Наконец, приложением к опубликованным здесь историческим очеркам является перевод шести псалмов, которые в православной литургической практике читаются на утрени и как цельное собрание называются Шестопсалмием. Сам переводчик рассматривает их как символ преемства и связи разных культур, которым они принадлежат, — еврейской, греко-эллинистической, русской. Эта связь для Аверинцева была не только символом, но руководящим правилом при выборе конкретной языковой формы. Мне посчастливилось обсуждать с Сергеем Сергеевичем его перевод Евангелия от Марка при подготовке текста к публикации. Как-то я предложил ему заменить привычный мессианский термин «царь иудейский» на «царь иудеев», что точно соответствует греческой форме и в какой-то мере отодвигает в тень мысль о государственном правителе. Ему понравилось предложение, он долго думал о нем, но в итоге отказался: «Знаете, ведь у К. Р. все же Царь иудейский»[2]. С традицией он не хотел порывать.

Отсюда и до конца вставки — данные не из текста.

PR #1762, opened 2018-11-10
Code style fixes

cafferata:
| Q             | A
| ------------- | ---
| Bug fix?      | No
| New feature?  | No
| BC breaks?    | No
| Deprecations? | No
| Fixed tickets | N/A

Some small code styles fixes:
1. Update missing argument in PHPDoc.
1. Splits the IF-statement/workflow(s) for readability
1. Replace double quotes to single quotes.
1. Replaced alias functions by original functions.
1. Define return types.
1. Type casting can be used
1. Non-optimal regular expression, \d is a subset of \w.

### DIFF
--- a/bin/changelog
+++ b/bin/changelog
@@ -34,7 +34,7 @@ $app->register('update')->setCode(function () use ($io) {
 
     $item = new Item();
 
-    $message = $io->ask("What is " . strtolower($type) . '?');
+    $message = $io->ask('What is ' . strtolower($type) . '?');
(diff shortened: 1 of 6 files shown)


cafferata:
I have removed, on your request, the two specific commits in this pull request.
1. Using fully-qualified function calls is faster.
1. Unnecessary variable overrides

antonmedv:
1. Yes, but I this case it wouldn't increase speed.
2. I think clean code is better anyway 🙃

PR #3010, opened 2022-03-09
Make the importer extendable

qzminski:
Although it seems to be a new feature, I think this could be treated as a bugfix.

I wanted to extend (not override) the `shared_dirs` configuration from YAML file, but it occurred that the `Importer` uses the `set()` function instead of `add()`. Thus, I wanted to extend the class, because the methods are protected and not private, but it was not possible because it uses `self::` instead of `static::`.

```yaml
config:
    shared_dirs:
        - my_extra_shared_folder
```

This pull requests makes the `Importer` class extendable, for example:

```php
class ExtendedImporter extends \Deployer\Importer\Importer
{
    protected static function config(array $config)
    {
        foreach ($config as $key => $value) {
            add($key, $value);
        }
    }
}

ExtendedImporter::import('deploy-hosts.yml');
```

### DIFF
--- a/src/Importer/Importer.php
+++ b/src/Importer/Importer.php
@@ -63,9 +63,9 @@ class Importer
                     }
                 });
             } else if (preg_match('/\.ya?ml$/i', $path)) {
-                static::$recipeFilename = basename($path);
-                static::$recipeSource = file_get_contents($path);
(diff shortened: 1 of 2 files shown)


antonmedv:
Cool. A test would be nice.

qzminski:
@antonmedv unit test added :+1:

PR #2864, opened 2021-12-28
Added Symfony 6 support

vudaltsov:
- [ ] Bug fix #…?
- [ ] New feature?
- [ ] BC breaks?
- [ ] Tests added?
- [ ] Docs added?

PR #3050, opened 2022-03-17
Widen support to Symfony 5 and Symfony 6

janmartendeboer:
- Add support for Symfony 6 components
   - `symfony/console`
   - `symfony/process`
   - `symfony/yaml`
- Update lock file for `symfony/console`, `symfony/process` and
`symfony/yaml`


Tobion:
Duplicate of #2918, #2891 and #2864.
But I'm still in favor of doing this. If there is no extra work required to support symfony 5 and 6, then there is also no reason to forbid it.

PR #3072, opened 2022-03-26
Add --with-deletes flag to contao:migrate task

qzminski:
- [x] New feature?

Since Contao 4.13 the `contao:migrate` performs the automatic database backup task, so I think we should enable `--with-deletes` flag by default.

/cc @richardhj

### DIFF
--- a/docs/recipe/contao.md
+++ b/docs/recipe/contao.md
@@ -47,6 +47,16 @@ Run Contao migrations.
 
 This task updates the database. A database backup is saved automatically as a default.
 
+#### --with-deletes
+
+To automatically drop the obsolete database structures, you can override the task as follows:
+
+```php
+task('contao:migrate', function () {
+    run('{{bin/php}} {{bin/console}} contao:migrate --with-deletes {{console_options}}');
+});
+```
+
 
 ### contao:manager:download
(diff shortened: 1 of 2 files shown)


richardhj:
This is a no-go 🙅 in production for me 😊

qzminski:
Why not? If you'd like to keep the database backups, simply add `var/backups` directory to the shared dirs. It's incorrect to keep the old and irrelevant structures in your database…

@Toflar what do you think?

richardhj:
It happened to me that relevant data was deleted, either because 
- you wrongfully removed an extension and re-install later,
- you removed a field from the DCA and realized afterward that some part was missing,
- the Doctrine mapping in Contao was defective thus removing all entity-related data (or MetaModels similar).

Each case happened to me like this or similar.

Deleting data from the database should be opt-in, not opt-out. Even the install tool does not default to deletes. You can overwrite the task :-)

Toflar:
Should definitely be opt-out, otherwise it would be the default in the command itself. So 👎 on this as well. Might add a configuration flag for that in order not to require replacing the whole task, though.

qzminski:
I have reverted the recipe command, but added the snippet in the docs. I hope that's a reasonable consensus 🙂

richardhj:
I feel like that the Contao documentation should be the place for such extensions :)

PR #3078, opened 2022-03-29
Improve vendors recipe

nlemoine:
- [x] New features
Sometimes, project may need to install vendors from multiple directories. Although it's quite easy to add them in your `deploy.php` file, I think it would be easier if it was included in the vendors recipe.

This PR also includes some code to self update composer from time to time (only when using phar version, the duration can be defined and this feature can be disabled) because once composer is downloaded, it will never upgrade.

- [ ] BC breaks?

None that I'm aware of. Default config includes "{{release_or_current_path}}".

- [ ] Tests added?

No, could find tests against recipes.

- [ ] Docs added?

No, will do if you feel this PR is valuable.


richardhj:
Please split the different features into distinct PRs for better review.

recipe/deploy/vendors.php
```diff
@@ -1,15 +1,33 @@
...
+
 set('composer_options', '--verbose --prefer-dist --no-progress --no-interaction --no-dev --optimize-autoloader');
 
-// Returns Composer binary path in found. Otherwise try to install latest
+// Returns Composer binary path if found. Otherwise try to install latest
 // composer version to `.dep/composer.phar`. To use specific composer version
 // download desired phar and place it at `.dep/composer.phar`.
 set('bin/composer', function () {
-    if (test('[ -f {{deploy_path}}/.dep/composer.phar ]')) {
+    $composer_phar_exists = test('[ -f {{deploy_path}}/.dep/composer.phar ]');
```
richardhj, line 18: Is there a later usage of the variable or why did you introduce it?

recipe/deploy/vendors.php
```diff
@@ -1,15 +1,33 @@
...
+    if ($composer_phar_exists) {
+        // If composer.phar is older than `composer_self_update` days, run self update
+        if(
+            get('composer_self_update')
```
richardhj, line 22: Using `0` as second parameter would make this operator superfluous

recipe/deploy/vendors.php
```diff
@@ -1,15 +1,33 @@
...
+            && get('composer_self_update') > 0
+            && $composer_mtime = run('stat -c %Y {{deploy_path}}/.dep/composer.phar')
+        ) {
+            if(strtotime(sprintf('+%d days', (int) get('composer_self_update')), $composer_mtime) <= time()) {
```
richardhj, line 26: If-statements should be merged

recipe/deploy/vendors.php
```diff
@@ -28,5 +46,9 @@
     if (!commandExist('unzip')) {
         warning('To speed up composer installation setup "unzip" command with PHP zip extension.');
     }
-    run('cd {{release_or_current_path}} && {{bin/composer}} {{composer_action}} {{composer_options}} 2>&1');
+    $paths = get('vendor_paths');
+    foreach ($paths as $path) {
+        $commands[] = "cd $path && {{bin/composer}} {{composer_action}} {{composer_options}} 2>&1";
+    }
+    run(implode('; ', $commands));
```
richardhj, line 53: Just run `run()` inside the loop, you save a variable and iteration then :)

recipe/deploy/vendors.php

Если бы Сергей Сергеевич был религиозным художником, он, подобно Брейгелю, рисовал бы в сцене Рождества волхвов и верблюдов на заснеженных полях России. Путешествуя вместе с Аверинцевым по страницам мировой христианской литературы, мы остаемся в пределах родного языка, русской судьбы и отечественной культуры, которая даже в начале второго тысячелетия своего христианского пути еще не имеет права на отдохновение.